[Saved data entries]
Issue #171, opened 2024-03-24
Add sentry


geclos:
We need more visibility on CLI errors. Add optional error reporting via sentry to the CLI.

PR #197, opened 2024-03-27
Add Sentry to CLI

andresgutgon:
# What?
Fix this issue https://github.com/latitude-dev/latitude/issues/171

### TODO
- [x] Add Sentry to CLI
- [x] Configure Sentry with a env variable
- [x] QA it in development with the DSN in my `.env` file
- [x] Configure CI release.yml to build CLI with Sentry enabled. Test and Linter CI task should not enable Sentry.
- [x] Add `CLI_SENTRY_DSN` to github as env variable for building the CLI with Sentry activated. 
- [x] Add `TELEMETRY_URL` and `TELEMETRY_CLIENT_KEY` as github actions secrets
- [x] ~~Think if makes sense to add Sentry to `apps/server` SvelteKit app and how to do it to make it configurable at deploy time~~ Does not makes sense atm
- [x] ~~Configure [Source Maps for CLI for Sentry](https://docs.sentry.io/platforms/node/sourcemaps/)~~ I'll do this in another moment if we see it's necessary

### DIFF
--- a/.github/workflows/release.yml
+++ b/.github/workflows/release.yml
@@ -38,7 +38,12 @@ jobs:
         uses: changesets/action@v1
         with:
           # This expects us to have a script called release which does a build for our packages and calls changeset publish
-          publish: CLI_SENTRY_ENABLED='true' CLI_SENTRY_DSN=${{ secrets.CLI_SENTRY_DSN }} pnpm release
+          publish: |
+            TELEMETRY_URL=${{ secrets.TELEMETRY_URL }}
+            TELEMETRY_CLIENT_KEY=${{ secrets.TELEMETRY_CLIENT_KEY }}
+            CLI_SENTRY_DSN=${{ secrets.CLI_SENTRY_DSN }}
+            CLI_SENTRY_ENABLED='true'
+            pnpm release
         env:
           GITHUB_TOKEN: ${{ secrets.CUSTOM_GITHUB_TOKEN }}
           NPM_TOKEN: ${{ secrets.NPM_TOKEN }}
--- a/.github/workflows/release.yml
+++ b/.github/workflows/release.yml
@@ -38,7 +38,7 @@ jobs:
         uses: changesets/action@v1
         with:
           # This expects us to have a script called release which does a build for our packages and calls changeset publish
-          publish: pnpm release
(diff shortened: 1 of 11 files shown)


packages/cli/src/cli.ts
```diff
@@ -10,6 +10,9 @@ import startCommand from './commands/start'
 import telemetryCommand from './commands/telemetry'
 import updateCommand from './commands/update'
 import { onError } from './utils'
+import initSentry from '$src/integrations/sentry'
+
+initSentry()
```
andresgutgon, line 15: I think makes sense to init Sentry here. What do you think?

.github/workflows/release.yml
```diff
@@ -38,7 +38,12 @@ jobs:
         uses: changesets/action@v1
         with:
           # This expects us to have a script called release which does a build for our packages and calls changeset publish
-          publish: pnpm release
+          publish: |
+            TELEMETRY_URL=${{ secrets.TELEMETRY_URL }}
+            TELEMETRY_CLIENT_KEY=${{ secrets.TELEMETRY_CLIENT_KEY }}
+            CLI_SENTRY_DSN=${{ secrets.CLI_SENTRY_DSN }}
```
geclos, line 44: DSN or DNS?

geclos (dismissed):
looks good

.github/workflows/release.yml
andresgutgon: DSN refers to the Data Source Name

packages/cli/rollup.config.mjs
```diff
@@ -1,23 +1,28 @@
...
+  const pkgPath = path.join(DIRNAME, 'package.json')
   return JSON.parse(fs.readFileSync(pkgPath, 'utf8')).version
 }
 
 const nodeEnv = process.env.NODE_ENV ? process.env.NODE_ENV : 'development'
 const packageVersion =
   nodeEnv === 'development' ? 'development-0.0.0' : getPackageVersion()
 
+const workspaceDotEnvPath = resolvePath(DIRNAME, '..', '..', '.env')
+dotenvConfig({ path: workspaceDotEnvPath })
```
andresgutgon, line 24: This is done to use in dev mode when you need to debug these env variables. You put in the root of the project in an `.env` file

(WHAT TO DO) Restating all of the data exactly is the whole task.

(ANSWER SECTION)
Issue #171, opened 2024-03-24
Add sentry


geclos:
We need more visibility on CLI errors. Add optional error reporting via sentry to the CLI.

PR #197, opened 2024-03-27
Add Sentry to CLI

andresgutgon:
# What?
Fix this issue https://github.com/latitude-dev/latitude/issues/171

### TODO
- [x] Add Sentry to CLI
- [x] Configure Sentry with a env variable
- [x] QA it in development with the DSN in my `.env` file
- [x] Configure CI release.yml to build CLI with Sentry enabled. Test and Linter CI task should not enable Sentry.
- [x] Add `CLI_SENTRY_DSN` to github as env variable for building the CLI with Sentry activated. 
- [x] Add `TELEMETRY_URL` and `TELEMETRY_CLIENT_KEY` as github actions secrets
- [x] ~~Think if makes sense to add Sentry to `apps/server` SvelteKit app and how to do it to make it configurable at deploy time~~ Does not makes sense atm
- [x] ~~Configure [Source Maps for CLI for Sentry](https://docs.sentry.io/platforms/node/sourcemaps/)~~ I'll do this in another moment if we see it's necessary

### DIFF
--- a/.github/workflows/release.yml
+++ b/.github/workflows/release.yml
@@ -38,7 +38,12 @@ jobs:
         uses: changesets/action@v1
         with:
           # This expects us to have a script called release which does a build for our packages and calls changeset publish
-          publish: CLI_SENTRY_ENABLED='true' CLI_SENTRY_DSN=${{ secrets.CLI_SENTRY_DSN }} pnpm release
+          publish: |
+            TELEMETRY_URL=${{ secrets.TELEMETRY_URL }}
+            TELEMETRY_CLIENT_KEY=${{ secrets.TELEMETRY_CLIENT_KEY }}
+            CLI_SENTRY_DSN=${{ secrets.CLI_SENTRY_DSN }}
+            CLI_SENTRY_ENABLED='true'
+            pnpm release
         env:
           GITHUB_TOKEN: ${{ secrets.CUSTOM_GITHUB_TOKEN }}
           NPM_TOKEN: ${{ secrets.NPM_TOKEN }}
--- a/.github/workflows/release.yml
+++ b/.github/workflows/release.yml
@@ -38,7 +38,7 @@ jobs:
         uses: changesets/action@v1
         with:
           # This expects us to have a script called release which does a build for our packages and calls changeset publish
-          publish: pnpm release
(diff shortened: 1 of 11 files shown)


packages/cli/src/cli.ts
```diff
@@ -10,6 +10,9 @@ import startCommand from './commands/start'
 import telemetryCommand from './commands/telemetry'
 import updateCommand from './commands/update'
 import { onError } from './utils'
+import initSentry from '$src/integrations/sentry'
+
+initSentry()
```
andresgutgon, line 15: I think makes sense to init Sentry here. What do you think?

.github/workflows/release.yml
```diff
@@ -38,7 +38,12 @@ jobs:
         uses: changesets/action@v1
         with:
           # This expects us to have a script called release which does a build for our packages and calls changeset publish
-          publish: pnpm release
+          publish: |
+            TELEMETRY_URL=${{ secrets.TELEMETRY_URL }}
+            TELEMETRY_CLIENT_KEY=${{ secrets.TELEMETRY_CLIENT_KEY }}
+            CLI_SENTRY_DSN=${{ secrets.CLI_SENTRY_DSN }}
```
geclos, line 44: DSN or DNS?

geclos (dismissed):
looks good

.github/workflows/release.yml
andresgutgon: DSN refers to the Data Source Name

packages/cli/rollup.config.mjs
```diff
@@ -1,23 +1,28 @@
...
+  const pkgPath = path.join(DIRNAME, 'package.json')
   return JSON.parse(fs.readFileSync(pkgPath, 'utf8')).version
 }
 
 const nodeEnv = process.env.NODE_ENV ? process.env.NODE_ENV : 'development'
 const packageVersion =
   nodeEnv === 'development' ? 'development-0.0.0' : getPackageVersion()
 
+const workspaceDotEnvPath = resolvePath(DIRNAME, '..', '..', '.env')
+dotenvConfig({ path: workspaceDotEnvPath })
```
andresgutgon, line 24: This is done to use in dev mode when you need to debug these env variables. You put in the root of the project in an `.env` file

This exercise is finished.